Sustainability in Africa’s aviation sector will benefit from more flights, not fewer, and must be tailored to the specific circumstances on the continent, not just subbscribing to the Western world’s traditional views of reducing carbon footprint.
According to Kenya Airways Chief Commercial and Customer Officer Julius Thairu, sustainability in Africa needs to take into account the different pace of development on the continent compared with developed nations.
“There is a danger of thinking of sustainability in Africa as just ‘going green’. We need to talk about it in a much broader sense, because we are working in a context where food security, poverty and inequality are the major issues,” said Thairu.
“Sustainability needs to be meaningful in your own environment. And part of that is connecting Africa. When you drive connectivity you’re going to be driving economic empowerment and prosperity, which will drive sustainability.”

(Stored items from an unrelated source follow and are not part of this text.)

PR #8474, opened 2018-01-26
init and cli images should not use tag from CHE

riuvshin:
init and cli images should not use tag from CHE, that is needed if user wants to set only custom CHE and not build init and CLI images.


garagatyi (approved):

sleshchenko (changes requested):
Is `CHE_IMAGE_TAG` used somewhere?
https://github.com/eclipse/che/blob/d6bd53abc21499e6919add8ee8d0c84075a9908a/dockerfiles/init/modules/openshift/files/scripts/ocp.sh#L69-L70

Please fix help info. Now it is not clear that `CHE_IMAGE_TAG`  will not be used for `che-cli` and `che-init` images https://github.com/eclipse/che/blob/d6bd53abc21499e6919add8ee8d0c84075a9908a/dockerfiles/init/modules/openshift/files/scripts/ocp.sh#L281

riuvshin:
@sleshchenko thanks for your review.
- `CHE_IMAGE_TAG` is used in deploy scrip.
- help fixed

sleshchenko (approved):
LGTM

CO₂ emissions reduction pioneer
Kenya Airways is pioneering carbon emission reduction initiatives on the continent, becoming the first African airline to operate a long-haul flight incorporating sustainable aviation fuel (SAF) earlier this year.
“We know that climate change is a critical issue so we’re involved in various initiatives, whether it be planting trees, removing plastic on board or investing in new-generation aircraft with lower carbon emissions.
“The advent of SAF is promising for the future but, currently, with availability very limited and costs between five and seven times higher than traditional jet fuel, this would significantly drive up ticket prices and threaten operational viability,” Thairu stressed.
‘Not much being done to address high costs’
One of the major reasons behind African airlines’ struggles to achieve profitability and enhanced connectivity is the high operational costs they face compared with other regions.
“We should be bringing clear actions and timelines to this discussion because not a lot is being done,” said Thairu, referencing the lengthy delays in implementing the ideals of the Single African Air Transport Market – which seeks to liberalise African airspace and break down the barriers to intra-Africa travel.
“We are happy to hear that more capacity is being built by other airlines because we need more airlines to bring down the cost of travel. We need countries to stop competing and start collaborating. And questions need to be answered in terms of high taxes. When flying in and out of Kenya, why do we need to pay a passenger tax of US$50? This funnels into ticket pricing and 40% of our pricing model relates to taxes,” said Thairu.
He said the issues were well known. “There are some encouraging steps such as easing visa regimes, but we need all stakeholders to get together around a table and take tangible action to address the problems.”